Saved entries:
PR #29290, opened 2022-01-14
fix: billed amount in delivery note items

s-aga-r:
### Issue(s): Delivery Note

_Problem:_
- Billed amount becomes "0" if we create a Delivery Note from a Sales Order after a Sales Return.

_Proposed Solution:_
- Consider returned quantity at the time of submitting the delivery note and update the billed amount for every item.

_Steps to Reproduce:_
- Create Sales Order
- Create Sales Invoice 
- Create Delivery Note(from Sales Order)
- Create Sales Return(from Delivery Note)
- Again Create a Delivery Note(from Sales Order)

<details>
<summary>Images/GIF</summary>

_Before:_

https://user-images.githubusercontent.com/63660334/151803718-dcd0d9f6-8010-4bd0-bad6-9bd0edc28cb9.mov

_After:_

https://user-images.githubusercontent.com/63660334/151803606-ddd075d3-200d-45d6-a4b9-85d4f21033c0.mov
</details>


erpnext/patches/v13_0/set_billed_amount_in_returned_dn.py
```diff
@@ -0,0 +1,22 @@
+# Copyright (c) 2022, Frappe and Contributors
+# License: GNU General Public License v3. See license.txt
+
+import frappe
```
deepeshgarg007: This patch will try to update Delivery Notes right from the very start. The books must be frozen for most of the users for the previous fiscal years so not a good idea to change those now and this patch will also take a lot of time for some users. Hence I'll suggest removing this patch and handle on a case to case basis if needed on the site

TRY IT -
What you return should match the entries above exactly.

TASK OUTPUT -
PR #29290, opened 2022-01-14
fix: billed amount in delivery note items

s-aga-r:
### Issue(s): Delivery Note

_Problem:_
- Billed amount becomes "0" if we create a Delivery Note from a Sales Order after a Sales Return.

_Proposed Solution:_
- Consider returned quantity at the time of submitting the delivery note and update the billed amount for every item.

_Steps to Reproduce:_
- Create Sales Order
- Create Sales Invoice 
- Create Delivery Note(from Sales Order)
- Create Sales Return(from Delivery Note)
- Again Create a Delivery Note(from Sales Order)

<details>
<summary>Images/GIF</summary>

_Before:_

https://user-images.githubusercontent.com/63660334/151803718-dcd0d9f6-8010-4bd0-bad6-9bd0edc28cb9.mov

_After:_

https://user-images.githubusercontent.com/63660334/151803606-ddd075d3-200d-45d6-a4b9-85d4f21033c0.mov
</details>


erpnext/patches/v13_0/set_billed_amount_in_returned_dn.py
```diff
@@ -0,0 +1,22 @@
+# Copyright (c) 2022, Frappe and Contributors
+# License: GNU General Public License v3. See license.txt
+
+import frappe
```
deepeshgarg007: This patch will try to update Delivery Notes right from the very start. The books must be frozen for most of the users for the previous fiscal years so not a good idea to change those now and this patch will also take a lot of time for some users. Hence I'll suggest removing this patch and handle on a case to case basis if needed on the site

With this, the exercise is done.